Although cloud computing often delivers reduced costs and increased flexibility, cloud customers now find themselves storing potentially sensitive data via someone else’s applications, on someone else’s databases, located at someone else’s facilities. What used to be locked up in a filing cabinet in the basement is now…well…who knows where? And this loss of logistical control over company information can be troubling—especially for that most tenuous form of intellectual property: the trade secret.

The Uniform Trade Secrets Act (which most states have adopted) defines a trade secret as information that is the subject of efforts that are reasonable under the circumstances to maintain secrecy. So long as secrecy is maintained, the trade secret remains protectable under trade-secret law. This means that unlike other forms of intellectual property, trade secrets can remain protected indefinitely. The flip side of that coin, of course, is that public or other inadvertent disclosure of the trade secret can destroy its protectability and its value.

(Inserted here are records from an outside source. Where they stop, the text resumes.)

PR #3181, opened 2026-04-30
fix(types): make `action` optional in `ResponseFunctionWebSearch`

### LINKED ISSUE #3179: ResponseFunctionWebSearch doesn't match returned payload

### Describe the bug

Image

```py
ResponseFunctionWebSearch(
    id='ws_...264', 
    action=None, 
    status='completed', 
    type='web_search_call'
)
```

### To Reproduce

```py
search_count = sum(
    1
)
```

### Code snippets

```Python

```

### OS

Windows 11

### Python version

3.14

### Library version

2.32

anishesg:
The `action` field in `ResponseFunctionWebSearch` was typed as a required non-optional `Action`, but the API can return `action=None` for `web_search_call` items (for example, when a search has already completed). This mismatch caused `AttributeError` at runtime when code relied on the type annotation to assume `action` was always present.

The fix is in `src/openai/types/responses/response_function_web_search.py`: change `action: Action` to `action: Optional[Action] = None`. This is backward compatible — callers that only access `action` when it is non-`None` continue to work, and callers that previously assumed it was always set will now need to guard with a `None` check (which the broken behavior already required in practice).

## Changes being requested

Make `ResponseFunctionWebSearch.action` optional (`Optional[Action] = None`) to match actual API responses where the field can be absent on completed web search calls.

## Additional context & links

Fixes #3179

### DIFF
--- a/src/openai/types/responses/response_function_web_search.py
+++ b/src/openai/types/responses/response_function_web_search.py
@@ -78,7 +78,7 @@ class ResponseFunctionWebSearch(BaseModel):
     id: str
     """The unique ID of the web search tool call."""
 
-    action: Action
+    action: Optional[Action] = None
     """
     An object describing the specific action taken in this web search call. Includes
     details on how the model used the web (search, open_page, find_in_page).
--- a/src/openai/types/responses/response_function_web_search_param.py
+++ b/src/openai/types/responses/response_function_web_search_param.py
@@ -79,7 +79,7 @@ class ResponseFunctionWebSearchParam(TypedDict, total=False):
     id: Required[str]
     """The unique ID of the web search tool call."""
 
-    action: Required[Action]
+    action: Optional[Action]
     """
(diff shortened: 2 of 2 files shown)


brianstrauch:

Combine the tenuous nature of the trade secret with the inherent uncertainty surrounding data processing and storage in the cloud, and it is not hard to see that storing trade secrets in the cloud can be fraught with risk. When moving to the cloud, the threshold question with respect to trade secrets is this: Does your trade secret data really need to be stored in the cloud? For those organizations that answer “yes” to that question, the following steps must be taken prior to moving forward:

1. Understand the technical details of how the cloud vendor processes, transmits, stores, and destroys customer data.

  • Customer data should be segregated.
  • Data should be encrypted using NIST-approved encryption methods.
  • Physical location of the data storage should be disclosed.
  • Robust data destruction policies should be in place

2. Ensure the cloud agreement legally obligates the vendor to maintain the agreed-upon technical details and also provides an avenue for recovery if trade secret information is disclosed.  

  • Vendor should warrant that it takes steps to ensure the security and confidentiality of your data.
  • Confidentiality terms should extend beyond the termination of the agreement.
  • Vendor should be liable for its employees, agents and subcontractors.
  • Most importantly, vendor should be required to maintain data-protection or cyber-liability insurance coverage at limits that are commensurate with the nature of the data being stored.  

How the courts will address whether information stored in the cloud loses its trade secret status has yet to be determined. However, by addressing the issues above, a company will at least be in a better position, should it find itself trying to convince a judge that it took reasonable steps to maintain the secrecy of its trade secret stored in the cloud.